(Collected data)
PR #75, opened 2019-03-21
Remove usages of protoc_options

### LINKED ISSUE #71: Do not look in configuration file for annotation values
We should only use `protoc_options` for very high level options, not for specifying package-level configuration. For package-level values we should only look at the annotations and the configuration file (that was specified in the `protoc_options`).

quartzmo:
[fixes #71]

### DIFF
--- a/gapic-generator-cloud/templates/cloud/helpers/cloud_helper.rb
+++ b/gapic-generator-cloud/templates/cloud/helpers/cloud_helper.rb
@@ -18,9 +18,7 @@ require "active_support/inflector"
 
 module CloudHelper
   def gem_name api
-    api.protoc_options[:gem_name] ||
-      api.configuration[:gem_name] ||
-      gem_address(api).join("-")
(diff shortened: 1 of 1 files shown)


quartzmo:
I would also like to remove [`Api#protoc_options`](https://github.com/googleapis/gapic-generator-ruby/blob/af324f78b6a9b1f7fdd0fefeebe13b66191449b4/gapic-generator/lib/google/gapic/schema/api.rb#L59) (at least make it `protected`), but it is used at [default_generator.rb#L36](https://github.com/googleapis/gapic-generator-ruby/blob/af324f78b6a9b1f7fdd0fefeebe13b66191449b4/gapic-generator/lib/google/gapic/generators/default_generator.rb#L36) for the configuration of a custom path for the templates directory. Can this be changed?

blowmage:
I don’t think removing or protecting `protoc_options` is necessary.

PR #365, opened 2018-11-06
feat: Extend from cozy configuration

y-lohse:
For reference, here is the cozy config : https://github.com/cozy/cozy-libs/blob/master/packages/renovate-config-cozy/package.json#L5-L23

The man change would be that PRs for non-cozy packages would now be made every day **during non office hours**, whereas at the moment they are only made on monday mornings. Would that be a problem?

### DIFF
--- a/packages/renovate-config-cozy-konnector/package.json
+++ b/packages/renovate-config-cozy-konnector/package.json
@@ -10,7 +10,12 @@
       ],
       "minor": {
         "automerge": true
-      }
+      },
+      "packageRules": [
+        {
+          "schedule": "before 5am every monday"
+        }
+      ]
     }
   }
 }
--- a/packages/renovate-config-cozy-konnector/package.json
+++ b/packages/renovate-config-cozy-konnector/package.json
@@ -6,22 +6,11 @@
   "renovate-config": {
     "default": {
       "extends": [
-        "config:base"
+        "cozy"
       ],
-      "timezone": "Europe/Paris",
       "minor": {
         "automerge": true
-      },
-      "packageRules": [
-        {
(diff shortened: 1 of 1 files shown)


packages/renovate-config-cozy-konnector/package.json
```diff
@@ -6,22 +6,11 @@
...
-      },
-      "packageRules": [
-        {
-          "excludePackageNames": [
-            "cozy-konnector-libs",
-            "cozy-app-publish"
-          ],
-          "schedule": "before 5am every monday"
-        }
-      ],
```
y-lohse: The cozy config has almost the same rule, except that:

- it matches all `cozy-*` packages, not just the 2 specified above
- the scheduling happens every day, but still during non office hours

packages/renovate-config-cozy-konnector/package.json
```diff
@@ -6,22 +6,11 @@
...
-      "prHourlyLimit": 0
```
y-lohse: [0 is the fault value](https://renovatebot.com/docs/configuration-options/#prhourlylimit), so I don't think we need this?

doubleface: I suppose you are right

packages/renovate-config-cozy-konnector/package.json
doubleface: For the connectors, every day is two much for 100 connectors. I prefer to keep the previous rule. But I am Ok for everything else.

y-lohse:
Ok no problem, thanks for amending! Feel free to merge this whenever you like :)

PR #375, opened 2018-11-28
feat(saveBills): add processPdf option to get bills data in pdf content

doubleface:


packages/cozy-konnector-libs/src/libs/saveBills.js
```diff
@@ -32,53 +54,65 @@
...
-// Encapsulate the saving of Bills : saves the files, saves the new data, and associate the files
-// to an existing bank operation
-module.exports = (entries, fields, options = {}) => {
+module.exports = async (entries, fields, options = {}) => {
   if (!_.isArray(entries) || entries.length === 0) {
     log('warn', 'saveBills: no bills to save')
     return Promise.resolve()
   }
 
-  checkRequiredAttributes(entries)
```
LucsT: We do not check Attributes anymore ?(as report in personne should not be remove)

doubleface: This is just a move

PR #384, opened 2018-12-12
WIP: feat(libs): Remove bills matching algorithm

drazik:
The algorithm has been ported in [banks service](https://github.com/cozy/cozy-banks/blob/master/src/targets/services/onOperationOrBillCreate.js#L45-L104). This PR goal is to remove the code that we migrated from cozy-konnector-libs to banks.

We don't want to merge this for now because we need to address an issue before stopping matching in connectors: how to configure the algorithm parameters (dates window, amount delta...) from banks' service? We have some plans to do this via auto-descripting bills doctype, but we have not decided anything for now. We need to discuss this more.


drazik:
@doubleface and @LucsT I let you do what you think is best with this PR. It's old and have a lot of conflict but I think that's some work that will be merged someday.

doubleface:
This removal is not relevant anymore

Issue #388, opened 2018-12-23
Docs for API is full of duplicate and messy


ko-dever:
Hello.

[The documentation for API](https://github.com/konnectors/libs/blob/master/packages/cozy-konnector-libs/docs/api.md) is quite messy and full of duplicate (every definition, example and snippets can be found twice in the document, the snippets are in raw text and coloured, ...).

Is this intentional ?

I was about to clean and rearrange the document, but maybe it is auto-generated or whatever.

clochix:
Hello @ko-dever,

Thanks for reporting. I guess some part of this documentation may be auto-generated so I'm pinging the developer.

ptbrowne:
I think it's better now that #389 is merged. Do you confirm @ko-dever  ? Thanks for reporting the issue 👍

ptbrowne:
I think it is added to things that are exported. I am not really sure as it
is JSDoc that adds this :/ Cool that you find it better, docs is always
hard to priorize against other things, but do not  hesitate if you have any
suggestions.

Closing this :)

PR #389, opened 2018-12-24
docs: Do not duplicate info

ptbrowne:
We have duplicate content in the docs since JSdoc puts the docstring content used where there is `@module` both for the table of contents and for the module content.

To document a function that happen to be exported as module, you need to use the alias function. The top description will be used in the table of contents whereas the bottom decription will be used for the documentation when clicking on the link.

```
/** 
 * Short description
 * 
 * @module toto
 */

/** 
 * Long description blablabla
 * @alias module:toto
 */
module.exports = () => {}
```


ptbrowne:
Related: https://github.com/konnectors/libs/issues/388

### Exercise instructions
Print, from the entries above, the line with "Ok no problem, thanks", the line with "The algorithm has" and all lines between them, exactly and with nothing else.

### Solved exercise
Ok no problem, thanks for amending! Feel free to merge this whenever you like :)

PR #375, opened 2018-11-28
feat(saveBills): add processPdf option to get bills data in pdf content

doubleface:


packages/cozy-konnector-libs/src/libs/saveBills.js
```diff
@@ -32,53 +54,65 @@
...
-// Encapsulate the saving of Bills : saves the files, saves the new data, and associate the files
-// to an existing bank operation
-module.exports = (entries, fields, options = {}) => {
+module.exports = async (entries, fields, options = {}) => {
   if (!_.isArray(entries) || entries.length === 0) {
     log('warn', 'saveBills: no bills to save')
     return Promise.resolve()
   }
 
-  checkRequiredAttributes(entries)
```
LucsT: We do not check Attributes anymore ?(as report in personne should not be remove)

doubleface: This is just a move

PR #384, opened 2018-12-12
WIP: feat(libs): Remove bills matching algorithm

drazik:
The algorithm has been ported in [banks service](https://github.com/cozy/cozy-banks/blob/master/src/targets/services/onOperationOrBillCreate.js#L45-L104). This PR goal is to remove the code that we migrated from cozy-konnector-libs to banks.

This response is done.